#FlashbackFriday: The first time I went to Mississippi

March 2001:

Today is about choices.

There’s a sign in our hotel room telling us that the water is brown because the Great Mississippi River runs underground straight through town, but the water is perfectly safe to drink and bathe in.

Choice #1: stay dirty…or get muddy.

It’s only March, not even officially spring yet, but it’s already hot here.  The sun is going down as we roll into Greenville, MS and the sky has exploded into a wondrous spray of feathery wisps of clouds and sun spotted rainbows.  Mississippi is all hustle and no bustle; from the lure of instant riches up in Tunica’s casinos, to the promise of a certain future offered via billboard by Sister Marie’s psychic advisement. Greenville is heralded as the heart of the Delta and the region’s biggest city.  It’s had a history of being a “progressive” town with an overabundance of writers.   Today it seems to have an overabundance of strip malls. But there are certain treasures too. Scattered about town, you will find the meditative tranquility of a weeping willow tree shading the banks of a placid stream at the historic Winterville Mounds; edgy excitement in the barren grittiness of Nelson Street (where sightseeing prompted city workers to ask us, “Y’all lost?”); world-famous tamales at Doe’s Eat Place, infamous juking at the nearby Flowing Fountain and man’s great triumph over nature, the Great Wall Of Mississippi.

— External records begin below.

PR #5807, opened 2026-01-14
[TfL] Add licence application forms

chrismytton:
As part of the application forms project this adds the foundations for the new licencing forms, and implements the first form, scaffolding, along with the shared fields etc for them. Also refactors some bits of the claims form around file uploads to be shared between the forms.

In order to test this locally you'll need to enable it in the config:

```
COBRAND_FEATURES:
  # Other fields…
  licencing_forms:
    tfl: 1
```

I think you might need to create the category as well, but I was able to create reports without the category existing, so not sure if I've done something wrong there?

I haven't done anything about the PDF generation (https://github.com/mysociety/societyworks/issues/5343) yet, this is just the form itself.

Fixes https://github.com/mysociety/societyworks/issues/5304

### DIFF
--- a/perllib/FixMyStreet/App/Form/Licence/Scaffold.pm
+++ b/perllib/FixMyStreet/App/Form/Licence/Scaffold.pm
@@ -14,6 +14,8 @@ sub tandc_link { 'https://content.tfl.gov.uk/scaffold-guidance-notes-and-terms-c
 
 sub next_after_applicant { 'dimensions' }
 
+sub num_steps { 16 }
+
 # ==========================================================================
 # Introduction / Before you get started
 # ==========================================================================
@@ -34,6 +36,7 @@ has_field start => (
 # Location (fields from Fields::Location role)
 # ==========================================================================
 has_page location => (
+    step_number => 1,
     fields => ['building_name_number', 'street_name', 'borough', 'postcode', 'continue'],
     title => 'Location of the scaffold',
     intro => 'location.html',
@@ -48,6 +51,7 @@ has_page location => (
 # Scaffold dimensions
 # ==========================================================================
 has_page dimensions => (
+    step_number => 4,
     fields => ['scaffold_height', 'scaffold_length', 'scaffold_width', 'continue'],
     title => 'Scaffold dimensions',
     next => 'activity',
@@ -105,6 +109,7 @@ has_field scaffold_width => (
 # Scaffold activity
 # ==========================================================================
 has_page activity => (
+    step_number => 5,
     fields => ['activity', 'continue'],
     title => 'Purpose of the scaffold',
     next => 'site_pedestrian_space',
@@ -125,6 +130,7 @@ has_field activity => (
 # Split into one question per page sometimes for better UX with long labels
 # ==========================================================================
 has_page site_pedestrian_space => (
+    step_number => 6,
     fields => ['site_adequate_space', 'footway_incursion', 'continue'],
     title => 'Pedestrian space',
     next => 'site_carriageway_distance',
@@ -153,6 +159,7 @@ has_field footway_incursion => (
 
 # ==========================================================================
 has_page site_carriageway_distance => (
+    step_number => 7,
     fields => ['carriageway_incursion', 'site_within_450mm', 'continue'],
     title => 'Carriageway impact',
     next => 'site_infrastructure',
@@ -180,6 +187,7 @@ has_field site_within_450mm => (
 
 # ==========================================================================
 has_page site_infrastructure => (
+    step_number => 8,
     fields => ['site_obstruct_infrastructure', 'site_trees_nearby', 'site_tfl_structures', 'continue'],
     title => 'Street infrastructure',
     next => 'site_protection',
@@ -228,6 +236,7 @@ has_field site_tfl_structures => (
 
 # ==========================================================================
 has_page site_protection => (
+    step_number => 9,
     fields => ['site_protection_fan', 'site_foundations_surveyed', 'continue'],
     title => 'Scaffold installation',
     next => 'site_hoarding',
@@ -260,6 +269,7 @@ has_field site_foundations_surveyed => (
 
 # ==========================================================================
 has_page site_hoarding => (
+    step_number => 10,
     fields => ['site_hoarding_attached', 'continue'],
     title => 'Hoarding',
     next => 'type',
@@ -283,6 +293,7 @@ has_field site_hoarding_attached => (
 # Scaffold type
 # ==========================================================================
 has_page type => (
+    step_number => 11,
     fields => ['scaffold_type', 'scaffold_configured', 'continue'],
     title => 'Type of scaffold',
     intro => 'scaffold/type.html',
@@ -334,6 +345,7 @@ has_field scaffold_configured => (
 # Fields from Fields::TemporaryProhibition role
 # ==========================================================================
 has_page have_you_considered => (
+    step_number => 12,
     fields => [
         'parking_dispensation',
         'parking_bay_suspension',
@@ -349,6 +361,7 @@ has_page have_you_considered => (
 );
 
 has_page terms => (
+    step_number => 13,
     fields => [
         'terms_accepted',
         'continue'
@@ -369,6 +382,7 @@ my $upload_fields = [
     'continue'
 ];
 has_page uploads => (
+    step_number => 14,
     fields => $upload_fields,
     title => 'Upload required documents',
     intro => 'uploads.html',
--- a/perllib/FixMyStreet/App/Form/Wizard.pm
+++ b/perllib/FixMyStreet/App/Form/Wizard.pm
@@ -49,6 +49,7 @@ has current_page => ( is => 'ro', lazy => 1,
         intro_template => 'intro',
         title => 'title',
         template => 'template',
+        step_number => 'step_number',
     }
 );
 
--- a/perllib/FixMyStreet/App/Form/Licence/Banner.pm
+++ b/perllib/FixMyStreet/App/Form/Licence/Banner.pm
@@ -14,6 +14,8 @@ sub tandc_link { 'https://content.tfl.gov.uk/banners-guidance-notes-and-terms-co
 
 sub next_after_contractor { 'type' }
 
+sub num_steps { 14 }
+
 # ==========================================================================
 # Introduction / Before you get started
 # ==========================================================================
@@ -34,6 +36,7 @@ has_field start => (
 # Location (fields from Fields::Location role)
 # ==========================================================================
 has_page location_1 => (
+    step_number => 1,
     fields => ['building_name_number', 'street_name', 'borough', 'postcode', 'add_another', 'continue'],
     title => 'Location of the banner/s',
     intro => 'location.html',
@@ -52,6 +55,7 @@ for my $page (2..5) {
         push @$fields, 'add_another';
     }
     has_page "location_$page" => (
+        step_number => 1,
         fields => $fields,
         title => "Location of the Column Attachments ($page)",
         intro => 'location.html',
@@ -80,6 +84,7 @@ has_field 'add_another' => (
 # Banner activity
 # ==========================================================================
 has_page type => (
+    step_number => 5,
     fields => ['banner_type', 'banner_content', 'continue'],
     title => 'Banner details',
     next => 'installation',
@@ -110,6 +115,7 @@ has_field banner_content => (
 
 # ==========================================================================
 has_page installation => (
+    step_number => 6,
     fields => ['banner_installation', 'continue'],
     title => 'Banner installation',
     next => 'site_pedestrian_space',
@@ -130,6 +136,7 @@ has_field banner_installation => (
 # Site Specific Information (banner-specific questions)
 # ==========================================================================
 has_page site_pedestrian_space => (
+    step_number => 7,
     fields => [ 'site_adequate_space', 'footway_incursion', 'footway_headroom',  'continue' ],
     title => 'Pedestrian space',
     next => 'site_carriageway_distance',
@@ -170,6 +177,7 @@ has_field footway_headroom => (
 
 # ==========================================================================
 has_page site_carriageway_distance => (
+    step_number => 8,
     fields => ['carriageway_incursion', 'carriageway_headroom', 'continue'],
     title => 'Carriageway space',
     next => 'site_infrastructure',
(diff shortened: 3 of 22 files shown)


web/cobrands/tfl/licence.js
```diff
@@ -0,0 +1,26 @@
+// Licence forms: disable contractor fields when "same as applicant" is checked
```
dracos, line 1: Would be good, to eventually wean off jQuery, if we could use vanilla JS for little things like this.

As this is at the end of the page, we don't need the $( loop; getElementById for the checkbox, and so on - disabled is easier, as it is then only `.disabled = disabled`.

perllib/FixMyStreet/App/Controller/Licence.pm
```diff
@@ -0,0 +1,158 @@
+package FixMyStreet::App::Controller::Licence;
+use Moose;
+use namespace::autoclean;
+
+BEGIN { extends 'FixMyStreet::App::Controller::Form' }
+
+use utf8;
+
+# Discover and load all form classes in FixMyStreet::App::Form::Licence::*
```
dracos: Seems like a nice way to do it :)

perllib/FixMyStreet/App/Controller/Licence.pm
```diff
@@ -0,0 +1,158 @@
...
+        && $c->user->from_body
+        && $data->{email}
+        && $c->user->email ne $data->{email};
+
+    # Find or create user
+    my $user = $c->user_exists
+        ? $c->user->obj
+        : $c->model('DB::User')->find_or_new({ email => $data->{email} });
+    $user->name($data->{name}) if $data->{name};
+    $user->phone($data->{phone}) if $data->{phone};
```
dracos, line 55: I think this may be a problem in Claims as well; if the user already exists, its name/phone are not updated (which I think is right, because otherwise someone could override it only by specifying their email, if there's no confirmation). It looks like in Waste we're now setting a `$report->set_extra_metadata(phone => $c->stash->{phone});` in these cases, maybe? Bit unclear, and hopefully won't matter, but thought worth noting to have a think.

perllib/FixMyStreet/App/Controller/Licence.pm
```diff
@@ -0,0 +1,158 @@
...
+        for my $stage (@{ $form->fields_for_display }) {
+            next if $stage->{hide};
+            for my $field (@{ $stage->{fields} }) {
+                next if $field->{hide};
+                $detail .= "$field->{desc}: " . $field->{pretty} . "\n";
+            }
+        }
+    }
+
+    my $category = "Licence: $name";
```
dracos: Whilst it should be fine, I'd rather avoid a colon in a category name if possible :) 
Also it's sometimes used "in a sentence" as in "Reported in the Foo category" (which I realise doesn't make much sense here, but "Scaffolding licence" would work better

perllib/FixMyStreet/App/Controller/Licence.pm
```diff
@@ -0,0 +1,158 @@
...
+
+    my %shared = (
```
dracos: Not sure what's shared here, this is only used once (guess it does match claims :) ).

perllib/FixMyStreet/App/Controller/Licence.pm
```diff
@@ -0,0 +1,158 @@
...
+    # Find or create user
+    my $user = $c->user_exists
+        ? $c->user->obj
+        : $c->model('DB::User')->find_or_new({ email => $data->{email} });
+    $user->name($data->{name}) if $data->{name};
+    $user->phone($data->{phone}) if $data->{phone};
+
+    # Build detail string from form fields
+    my $detail = "";
+    if ($form->can('fields_for_display')) {
```
dracos, line 59: I think this section needs a little bit of work - with Claims there's no overlapping questions, but here eg. there's no way to tell the answers for applicant and contractor apart in this big wodge of Q: A. Would be good to split each page/section with a blank line, as well.

perllib/FixMyStreet/App/Form/Claims.pm
```diff
@@ -17,11 +13,10 @@ has finished_action => ( is => 'ro' );
 
 has '+is_html5' => ( default => 1 );
 
-has upload_dir => ( is => 'ro', default => sub {
```
dracos: Rather than three similar upload_dir functions, you could have the one (in Wizard.pm) that calls $_[0]->upload_subdir instead of "uploads", then each class/subclass only has to set that to claims_files/licence_files etc.

perllib/FixMyStreet/App/Form/Wizard.pm
```diff
@@ -283,6 +315,85 @@ sub update_photo {
     }
 }
 
+=head2 File upload methods
```
dracos, line 334: Thanks for adding docs

perllib/FixMyStreet/App/Form/Licence.pm
```diff
@@ -0,0 +1,125 @@
...
+                value  => 'raw_value',
+                hide   => 0/1,  # optional
+            },
+            ...
+        ]
+    }
+
+=cut
+
+sub fields_for_display {
```
dracos: Could this and format for display be shared with Claims? They seem pretty almost identical.
With other change for upload_dir, that would mean this file isn't needed at all then.

templates/web/base/licence/have_you_considered.html
```diff
@@ -0,0 +1,13 @@
+<p class="govuk-inset-text">If the answer to VIII or IX is 'yes' then you will also require a Temporary Traffic Regulation Order (TTRO) or a Temporary Consolidated Suspension Request (TCSR). There are additional lead times required to process these.</p>
+
+<p>You may also need to consider:</p>
+<ul>
+    <li><a href="https://tfl.gov.uk/modes/driving/red-routes/dispensations" target="_blank" rel="noopener">Dispensations</a></li>
+    <li><a href="https://tfl.gov.uk/modes/buses/bus-stop-suspensions" target="_blank" rel="noopener">Bus stop suspensions</a></li>
```
dracos: Dunno if these have come from them, but a number of the links are 404

perllib/FixMyStreet/App/Form/Licence/Scaffold.pm
```diff
@@ -0,0 +1,459 @@
...
+    required => 1,
+    tags => {
+        hint => 'For example, "no carriageway incursion" or "temporary lane closure for installation"',
+    },
+);
+
+# ==========================================================================
+# Page 7: Site Specific Information (scaffold-specific questions)
+# ==========================================================================
+has_page site_specific => (
```
dracos: Question 1 is missing

perllib/FixMyStreet/App/Form/Licence/Scaffold.pm
```diff
@@ -0,0 +1,459 @@
...
+    ],
+    title => 'Site specific information',
+    intro => 'scaffold/site_specific.html',
+    next => 'have_you_considered',
+);
+
+has_field site_within_450mm => (
+    type => 'Select',
+    widget => 'RadioGroup',
+    label => 'II. Will any part of the scaffold be within 450mm of the edge of carriageway?',
```
dracos: Think we should drop the Roman numerals. Could number the site specific qns 1-7 to keep the help text the same. (Or ideally - not necessarily for now - the message could show with JS if the answers are as the message says?)

perllib/FixMyStreet/App/Form/Licence/Fields/TemporaryProhibition.pm
```diff
@@ -0,0 +1,50 @@
...
+parking_bay_suspension, road_closure_required, terms_accepted
+
+These fields are identical across all 16 licence types.
+
+=cut
+
+has_field parking_bay_suspension => (
+    type => 'Select',
+    widget => 'RadioGroup',
+    label => 'VIII. Will a parking, loading, disabled and/or motorcycle parking bay need to be suspended?',
```
dracos: ...and 8/9 should be 1/2 again if needed, as it’s a new page (but really, don’t think numbers are needed here, help text can be tweaked instead and no need to number this page)

perllib/FixMyStreet/App/Form/Licence/Scaffold.pm
```diff
@@ -0,0 +1,459 @@
...
+    next => 'summary',
+);
+
+has_field payment_transaction_id => (
+    type => 'Text',
+    label => 'Transaction ID',
+    tags => {
+        hint => 'Enter the transaction ID from your payment',
+    },
+    required => 1,
```
dracos: Was transaction ID meant to be optional, or required?

perllib/FixMyStreet/App/Form/Licence/Scaffold.pm
dracos: As mentioned, given they’ve mentioned mobile use, I wonder if some of the pages with many questions should be split up to more one-per-page - the “details of” (H/L/W on one, then rest each one at a time, apart from perhaps both incursions?), and “site specific” (each one separate?) pages specifically.

perllib/FixMyStreet/App/Form/Licence/Scaffold.pm
```diff
@@ -0,0 +1,459 @@
...
+    next => 'applicant',
+);
+
+# ==========================================================================
+# Page 4: About You (Applicant)
+# Fields: organisation, address, phone_24h from Fields::Applicant role
+# Fields: name, email, phone from AboutYou role
+# ==========================================================================
+has_page applicant => (
+    fields => [
```
dracos: The field order on the about applicant page is wrong. This came up in waste with bexley verifications, perhaps now is an opportunity to fix it so the order is always that specified in fields ; at present it’s done on order and then somehow on MRO import order - which makes including things in multiple places harder than need be (but for now, using manual order numbering could provide a fix if necessary here).

perllib/FixMyStreet/App/Form/Licence/Scaffold.pm
```diff
@@ -0,0 +1,459 @@
...
+    tags => {
+        hint => 'Enter the transaction ID from your payment',
+    },
+    required => 1,
+);
+
+# ==========================================================================
+# Page 11: Summary
+# ==========================================================================
+has_page summary => (
```
dracos: The summary page should hide the empty applicant rows if you’ve clicked “Yes” to it being the same (think can do this with hide tag functions), to tidy that up a bit.

perllib/FixMyStreet/App/Controller/Licence.pm
dracos: Also as mentioned don't need the contractor empty rows

web/cobrands/sass/_licencing_forms.scss
```diff
@@ -0,0 +1,67 @@
+body.formflow {
```
dracos, line 1: Could we have a shared CSS, as this is the same as claims, and I don't think it's going to differ a lot

perllib/FixMyStreet/App/Form/Licence/Scaffold.pm
```diff
@@ -0,0 +1,459 @@
...
+extends 'FixMyStreet::App::Form::Wizard';
+use utf8;
+
+# Core licence functionality (upload handling, display methods)
+with 'FixMyStreet::App::Form::Licence';
+
+# Standard user fields (name, email, phone)
+with 'FixMyStreet::App::Form::AboutYou';
+
+# Shared field roles
```
dracos: This all looks good way of laying it out :)

web/cobrands/tfl/licence.js
chrismytton: af270c89346ddd3c1821b9b3b92a080be1d3bdce

perllib/FixMyStreet/App/Controller/Licence.pm
chrismytton: b5489f098ee34af853fd7b9a2fe10569c04ca272

perllib/FixMyStreet/App/Controller/Licence.pm
chrismytton: ff4b36b93e4c641b8ed1b86949f085e47eed1549

templates/web/base/licence/have_you_considered.html
chrismytton: b5489f098ee34af853fd7b9a2fe10569c04ca272

perllib/FixMyStreet/App/Form/Licence/Scaffold.pm
chrismytton: Question 1 added in 23368e1377365c2787c32ef574084f40e882b050

perllib/FixMyStreet/App/Form/Licence/Scaffold.pm
chrismytton: 23368e1377365c2787c32ef574084f40e882b050 drops the roman numerals. Agree that using JS would be the ideal solution.

perllib/FixMyStreet/App/Form/Licence/Fields/TemporaryProhibition.pm
chrismytton: 23368e1377365c2787c32ef574084f40e882b050

perllib/FixMyStreet/App/Form/Licence/Scaffold.pm
chrismytton: Optional! 23368e1377365c2787c32ef574084f40e882b050

perllib/FixMyStreet/App/Form/Licence/Scaffold.pm
chrismytton: 23368e1377365c2787c32ef574084f40e882b050

perllib/FixMyStreet/App/Form/Licence/Scaffold.pm
chrismytton: Split things up into separate pages in 2fe140b33d6220c84036a70d19d765c65a68cd56

perllib/FixMyStreet/App/Controller/Licence.pm
chrismytton: 4544af132cbb6599a9c22040e263d380ee97651b adds section headers and blank lines.

chrismytton:
Have put this on staging and setup a "Scaffold licence" category.

For now I've used "Red claim " as the category type, but we should make this more generic, have opened https://github.com/mysociety/societyworks/issues/5348 to track that.

chrismytton:
@dracos Your commits all look good!

I've pushed two fixup commits, one to fix the curly quotes in the Mobile Apparatus form, and one to add token-auth to the PDF link. Can you review those bits?

chrismytton:
Pushed another fixup to add a download attribute to the PDF download link.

The next morning, the intersection of Highways 82 and 1 is buzzing with the accessibility of instantly gratified needs, from the steady flow at the mini-mart on the northwest corner to the fast-food commodified tentacles stretching to the South and East.   By stark contrast, the shell of an abandoned gas station sits decaying under the beat of Mississippi sun across the street.  This is the forgotten corner; the one everyone hurries by en route to somewhere else.  Across the street they offer “Quick Cash” and “Pay Day Loans.”  Over here, you got nothing coming.

We see them as we pass that corner for the first time: four men wearing green and white striped pants and white button-down short sleeved shirts with the MDOC Convict stenciled neatly across the back in black ink.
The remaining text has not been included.